Велел Данила сундук Орёлкин открыть. В избе у Надейки он стоял. И что ж там объявилось? Своего-то почти ничего, а лежала там красная шапка бархатная, соболем отороченная. Данила сразу узнал ее, как только поглядел. Та шапка была на нем в тот раз, как на деревню он ездил. Данила поднял шапку, показал варничным работникам, стоявшим кругом, и сказал:
– Видали? Убойца Орёлка ваш! Супостат! Памятуете, тем разом, за варницами, убили было меня. То он, выходит, камнем метнул. Мало не убил, лиходей. А шапку подобрал, вор, да схоронил. Только бы объявился. На дыбу его! Голову срубить! Мотри, коль покрывать кто станет, и тому не быть живу.
Работники только в затылке у себя скребли. Избави бог хозяину молодому в руки попасться. Эх! И в огне не горит. Нечистый и то от его отступился. Видно, так с им и век вековать. Афонька старого-то обличил, а на молодом тоже зубы сломал. Про Афоньку больше и не слышно было. Попросил было он вольную у Данилы, но Данила сказал, что вольную он ему не даст, а отошлет на Пермь с Федькой. Афонька заговорил было, что государю жалобу напишет, но Данила сказал, что сам же Афонька при народе в убойстве смертном повинился, а иного убойцы нет. Может, он на батюшку и поклеп взвел. Послухов тому делу не было. Так пусть Афонька памятует: чуть что, поглядит Данила, крепко ль у него, у Афоньки, голова на плечах приделана. Не попортила ль колодка шеи. Афонька и язык проглотил.
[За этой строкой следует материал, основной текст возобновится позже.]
PR #5255, opened 2021-11-11
mark feature test for AF work types pending

### LINKED ISSUE #5248: Remove generated feature tests for AF based work types
### Current Challenge

The feature spec generated when a new work type is generated using `rails generate hyrax:work GenericWork` fails out of the box.  I've tried several things to get the test to work by comparing the Hyrax feature spec `spec/features/create_work_spec.rb` to the generated spec for the new work type without success.

### Proposed Modification

I would like to propose that we not generate the feature tests.  These seem well tested by Hyrax's feature tests.  It seems like applications should be able to trust that the Hyrax feature testing process is sufficient unless they make extensive customizations.  In that case, the generated feature test would also need extensive modifications to test the customizations. 

Looking for others opinions on this.

elrayle:
Issue #5248 recommended removal of the failing feature test generated for work types.  Further discussion recommended marking it pending.

Minimally, users need to uncomment some lines if they generate more than one work type.  To prevent this test from failing out-of-the-box, it is marked pending.

Fixes #5248

_NOTE: This PR and description originally were removing the tests.  Initial comments on this PR are related to the possibility of removing the tests.  As recommended in those comments, this PR was refactored to mark the tests pending instead._

@samvera/hyrax-code-reviewers

### DIFF
--- a/lib/generators/hyrax/work/templates/feature_spec.rb.erb
+++ b/lib/generators/hyrax/work/templates/feature_spec.rb.erb
@@ -31,11 +31,13 @@ RSpec.feature 'Create a <%= class_name %>', js: false do
     end
 
     scenario do
+      pending 'Changes may be required for this test to pass.  See TODO in test.'
+
       visit '/dashboard'
       click_link "Works"
       click_link "Add new work"
 
-      # If you generate more than one work uncomment these lines
+      # TODO: If you generate more than one work uncomment these lines
       # choose "payload_concern", option: "<%= class_name %>"
       # click_button "Create work"
 


no-reply:
in other cases, we generate a pending test even if no actual test bodies are provided.

i'm agnostic about whether that's the best approach here, but i wanted to make sure it was considered as a possibility before pushing this through.

dlpierce:
I'm in favor of having skipped stub feature specs so application developers are reminded they exist.

cjcolvar (approved):
Looks good!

Уехал с Федькой на Пермь, недели не прошло с пожара. Данила торопился. Дел у него по горло подошло. Сам про Пермь и думать не мог. Где ж? Тут полны руки хлопот. Хотел было Анну Ефимовну туда отправить. Что тут-то на пожарище сидеть да слезы лить? А в промысле все же малость понимала она. И ей даже сказал было. Да она поглядела лишь на него и говорить не стала.
«Разбери, поди, тех баб, думал Данила с досадой, – то за промыслом лишь и скучала, а как ее полной хозяйкой делают, так и слухать не хочет. Ну, коли так, пускай в монастырь идет, батькин грех замаливает».
Сперва было Марица Михайловна обижалась сильно, что Анна ей дорогу перебежала, прежде ее в обитель собралась, да Феония ее уговорила. Как же Даниле Иванычу одному без бабки на свете прожить? Молодешенек, обидят. К тому же и Фомушка проговорил: «Ворона с дому летит, а курочка на яичках сидит». Ворона, ведомо, Анна, в черном убрусе, а уж курочка на тот раз выходит Марица Михайловна, – сидит на яичках, добро берегет. Против того и Марице Михайловне сказать было нечего.